+++ Records supplied +++

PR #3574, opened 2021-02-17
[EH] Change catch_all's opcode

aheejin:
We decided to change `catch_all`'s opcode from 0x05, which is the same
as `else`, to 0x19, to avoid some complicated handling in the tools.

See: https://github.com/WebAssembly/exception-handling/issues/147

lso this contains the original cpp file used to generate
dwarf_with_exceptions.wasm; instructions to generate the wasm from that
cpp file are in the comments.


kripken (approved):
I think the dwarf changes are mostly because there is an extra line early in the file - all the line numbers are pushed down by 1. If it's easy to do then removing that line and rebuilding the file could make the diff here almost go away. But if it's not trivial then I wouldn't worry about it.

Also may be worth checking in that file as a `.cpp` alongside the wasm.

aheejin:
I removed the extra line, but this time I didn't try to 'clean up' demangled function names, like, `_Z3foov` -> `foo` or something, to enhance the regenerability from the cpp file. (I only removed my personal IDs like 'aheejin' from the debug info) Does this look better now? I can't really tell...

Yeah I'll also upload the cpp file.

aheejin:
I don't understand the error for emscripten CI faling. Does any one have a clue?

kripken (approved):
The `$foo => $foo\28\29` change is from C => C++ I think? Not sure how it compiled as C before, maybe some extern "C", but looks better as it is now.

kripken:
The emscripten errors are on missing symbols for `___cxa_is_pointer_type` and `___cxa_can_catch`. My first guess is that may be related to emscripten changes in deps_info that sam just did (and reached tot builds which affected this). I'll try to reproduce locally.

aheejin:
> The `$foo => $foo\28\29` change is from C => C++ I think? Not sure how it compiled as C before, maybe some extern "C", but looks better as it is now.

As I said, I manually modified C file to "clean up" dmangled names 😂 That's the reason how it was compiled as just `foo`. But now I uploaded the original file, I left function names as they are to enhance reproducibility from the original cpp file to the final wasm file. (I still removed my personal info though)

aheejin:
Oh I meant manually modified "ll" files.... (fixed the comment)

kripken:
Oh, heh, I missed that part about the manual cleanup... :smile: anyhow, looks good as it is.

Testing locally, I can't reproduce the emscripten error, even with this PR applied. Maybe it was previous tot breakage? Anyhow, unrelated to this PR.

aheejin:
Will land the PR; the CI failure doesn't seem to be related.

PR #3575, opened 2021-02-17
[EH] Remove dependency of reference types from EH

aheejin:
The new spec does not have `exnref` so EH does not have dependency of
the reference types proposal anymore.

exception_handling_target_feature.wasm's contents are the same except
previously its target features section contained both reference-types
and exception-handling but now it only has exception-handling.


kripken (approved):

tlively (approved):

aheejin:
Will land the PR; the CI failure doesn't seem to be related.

+++
+++ Records supplied +++

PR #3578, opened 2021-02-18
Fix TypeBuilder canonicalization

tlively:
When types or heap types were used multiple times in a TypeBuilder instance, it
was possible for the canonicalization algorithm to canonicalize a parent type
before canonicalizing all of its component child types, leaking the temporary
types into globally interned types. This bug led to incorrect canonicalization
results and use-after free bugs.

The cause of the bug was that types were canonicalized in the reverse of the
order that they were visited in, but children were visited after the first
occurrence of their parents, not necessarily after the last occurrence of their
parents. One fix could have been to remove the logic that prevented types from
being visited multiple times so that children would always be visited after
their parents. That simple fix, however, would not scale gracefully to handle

+++

Would you print exactly and only the lines of the material above that run from the line with "PR #3578, opened 2021-02-18" through the line with "their parents. That", both included?

PR #3578, opened 2021-02-18
Fix TypeBuilder canonicalization

tlively:
When types or heap types were used multiple times in a TypeBuilder instance, it
was possible for the canonicalization algorithm to canonicalize a parent type
before canonicalizing all of its component child types, leaking the temporary
types into globally interned types. This bug led to incorrect canonicalization
results and use-after free bugs.

The cause of the bug was that types were canonicalized in the reverse of the
order that they were visited in, but children were visited after the first
occurrence of their parents, not necessarily after the last occurrence of their
parents. One fix could have been to remove the logic that prevented types from
being visited multiple times so that children would always be visited after
their parents. That simple fix, however, would not scale gracefully to handle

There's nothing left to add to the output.